On the way to the settlement, some of the miners appear and offer an exorbitant sum for the supplies. The hired men consider commandeering the wagon train. Cole cannot resist the temptation of the money and double-crosses his friend, but he does not kill him. McLyntock finds them and retakes the supplies with the assistance of Jeremy, Laura and Trey. Cole brings some miners, but they are defeated during a river gunfight. McLyntock fights and kills Cole, whose body is carried away by the current. They reach the settlement with the supplies, and it is apparent that Laura and McLyntock are now together.

==Cast==

- James Stewart as Glyn McLyntock
- Arthur Kennedy as Emerson Cole
- Julia Adams as Laura Baile
- Rock Hudson as Trey Wilson
- Lori Nelson as Marjie Baile
- Jay C. Flippen as Jeremy Baile
- Howard Petrie as Tom Hendricks
- Chubby Johnson as Captain Mello
- Stepin Fetchit as Adam
- Harry Morgan as Shorty
- Jack Lambert as Red
- Royal Dano as Long Tom
- Frances Bavier as Mrs. Prentiss
- Frank Ferguson as Tom Grundy

==Production==
The screenplay was written by Borden Chase based on the 1950 novel Bend of the Snake by Bill Gulick.

The film's star James Stewart and director Anthony Mann had worked together on Winchester '73 (1950). Six more films pairing Stewart and Mann followed, including the Westerns The Naked Spur (1953), The Far Country (1954) and The Man from Laramie (1955). Stewart, who drew a percentage of the profits, earned an estimated $750,000 ($ in dollars) from the film.

The film was shot on location over the course of five weeks around Mount Hood and along the Columbia River in Oregon. Filming at the 8,000-foot level of Mount Hood posed a significant challenge. A bulldozer was employed to cut a twisting road up the mountain, and covered wagons and heavy equipment were hauled by caterpillar tractors. An enormous steel cable was attached to the wagons to prevent them from falling down the side of the mountain. Cast and crew members were transported up the mountain by riding a mile-long ski lift. The sternwheeler Henderson, named River Queen in the film, had been built in 1912 and was modified to resemble a ship of the film's much earlier era.

Arthur Kennedy, who plays Emerson Cole, sprained his knee while filming a violent fight scene.

== Release ==
To promote the film, a 3.6 mile steamboat race on the Columbia River was staged on January 24, 1952, featuring the Henderson, with several of the film's stars aboard, against the newer sternwheeler Portland.
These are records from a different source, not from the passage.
PR #361, opened 2021-09-06
OAK-9565: NullPointerException on Session.logout()

mreutegg:
Test case with proposed fix.

### DIFF
--- a/oak-jcr/src/test/java/org/apache/jackrabbit/oak/jcr/session/SessionLogoutTest.java
+++ b/oak-jcr/src/test/java/org/apache/jackrabbit/oak/jcr/session/SessionLogoutTest.java
@@ -1,0 +1,57 @@
+/*
+ * Licensed to the Apache Software Foundation (ASF) under one or more
+ * contributor license agreements.  See the NOTICE file distributed with
+ * this work for additional information regarding copyright ownership.
+ * The ASF licenses this file to You under the Apache License, Version 2.0
+ * (the "License"); you may not use this file except in compliance with
+ * the License.  You may obtain a copy of the License at
+ *
+ *      http://www.apache.org/licenses/LICENSE-2.0
+ *
+ * Unless required by applicable law or agreed to in writing, software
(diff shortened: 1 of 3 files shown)


mreutegg:
`SessionStatsTest.testInitStackTraceEnabledAfterOpeningManySessions` fails because of a side effect of the new `SessionLogoutTest`. The new test provokes the issue described in OAK-9262. The initStackTrace feature and the test depends on a correct session counter, which is violated when `SessionLogoutTest` runs.

I'm going to change the fix to also include OAK-9262.

oak-jcr/src/test/java/org/apache/jackrabbit/oak/jcr/session/SessionLogoutTest.java
```diff
@@ -0,0 +1,56 @@
...
+
+import javax.jcr.Session;
+
+import org.apache.jackrabbit.test.AbstractJCRTest;
+
+public class SessionLogoutTest extends AbstractJCRTest {
+
+    public void testConcurrentSessionLogout() throws Exception {
+        Session s = getHelper().getReadWriteSession();
+        List<Exception> exceptions = new ArrayList<>();
```
stefan-egli: (Just a note to self: I was first wondering whether you'd need a concurrent version of List (eg ConcurrentLinkedQueue) - but Thread.join indeed, and somewhat obviously, honours the ['happens-before order' ](https://docs.oracle.com/javase/specs/jls/se7/html/jls-17.html#jls-17.4.5), so this works perfectly fine.)

stefan-egli (approved):

oak-jcr/src/test/java/org/apache/jackrabbit/oak/jcr/session/SessionLogoutTest.java
mreutegg: Hmm, right. But the List must still be thread-safe, which is currently not the case. Multiple threads may add exceptions to the list concurrently in the failure case. I'm going to change that.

The Henderson won the race.

In the United Kingdom in the 1950s, the film was released under the title Where the River Bends.

==Reception==
In a contemporary review for The New York Times, critic Bosley Crowther called the film "a present for the Western outdoor fans" and wrote: "The distinction of 'Bend of the River' ... is the fact that it brings into conflict two rarely contending groups and keeps you guessing as to which of its male stars is going to turn out 'good' and which 'bad.'"

Critic Edwin Schallert of the Los Angeles Times wrote: "This is top-notch among productions of the great outdoors, magnificently photographed in Technicolor, and with the strong onmarching conflict to distinguish it from the rout and rabble of open-air films. ... The picture is a big one in its panoramas and its plot scope. It will be a winner with those who see it, and those who like the sort of film that Hollywood seems much of the while to do the best."

==Awards==
In 2008, Bend of the River was nominated for inclusion in AFI's 10 Top 10 list of the greatest Western films.